Gairnder died at home, 45 Northumberland Street in Edinburgh on 12 December 1876, at the age of 86. He is buried in New Calton Burial Ground in east Edinburgh. The grave lies against the north wall. His father-in-law David Tennant of Ayr Academy (1751-1835) is also buried there.

==Works==
Gairdner wrote in Transactions of the Medico-Chirurgical Society of Edinburgh, and in the medical journals, almost to the end of his life.

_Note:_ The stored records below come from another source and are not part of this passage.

PR #853, opened 2013-07-03
Have test_openssl.rb be explicit about security checks it adds

ratnikov:
Hey all,

With this commit I'm trying to get JRuby more explicit about the security checks it requires to run. There are three parts to this commit:

1) General framework of being able to set allowed security checks for tests.
2) General security checks that are assumed to be required to get JRuby running (in test/security_helper.rb)
3) Specific security checks required for test_openssl.rb to work.

Please let me know what you think. Assuming this gets merged in, I'd like to tackle test_load.rb next to provide some motivation to get rid of CompoundJar loader. ;)

### DIFF
--- a/test/org/jruby/security/SecurityManager.java
+++ b/test/org/jruby/security/SecurityManager.java
@@ -1,0 +1,82 @@
+package org.jruby.security;
+
+import org.jruby.Ruby;
+import org.jruby.RubyString;
+import org.jruby.runtime.builtin.IRubyObject;
+import java.security.Permission;
+import java.util.ArrayList;
+import java.util.List;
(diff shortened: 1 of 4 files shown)


headius:
@kares @ratnikov Is this still valid? We've since moved these files and updated to newer versions from MRI.

ratnikov:
As long the openssl still requires security manager checks, I think this commit is still valid. I believe my intention was to make sure that JRuby tests are conscious about what security manager checks are introduced.

kares:
Finally - moved, with some tunings, into jruby-openssl, thanks Dmitry

PR #887, opened 2013-07-15
Update site with developer, license, CI info. Update some deps and plugins.

jendave:
Update site with developer, license, CI info. Update some deps and plugins.


headius:
This PR set the pom-based licenses to GPL and LGPL 3.0. Those are incorrect; we are on GPL 2.0 and LGPL 2.1. Fixing on master and 1.7 branch.

headius:
See #4454 for issue filed about the incorrect licenses in poms.

PR #987, opened 2013-09-04
Add :chdir support for `exec`

BanzaiMan:
Rework the option processing, and add support for `:chdir`. Note that we are only dealing with fire-and-forget `exec`.


nirvdrum:
Is this still valid?

BanzaiMan:
It is probably still "valid" in the sense that this method needs to exist, but the implementation is faulty for the reasons that Tom raised.

Perhaps we can print a message about that.

In any case, this PR can be closed.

He also published two lectures, one on the history of the Edinburgh College of Surgeons, the other on the early history of the medical profession in Edinburgh. He published in his later years a Calendar printed on cardboard, with a cardboard slide, for the verification of dates.

Robert Burns and the Ayrshire Moderates (1883) was published after Gairdner's death. It reprinted anonymous letters in The Scotsman on Robert Burns.

==Family==
In 1817 Gairdner married his cousin Susanna Tennant (d.1860), a granddaughter of Dr William Dalrymple of Ayr. Together they had two daughters and three sons. He survived his wife by 16 years, and he was survived by his children. His sons were William Tennant Gairdner, Professor of Medicine at the University of Glasgow and archivist and historian James Gairdner.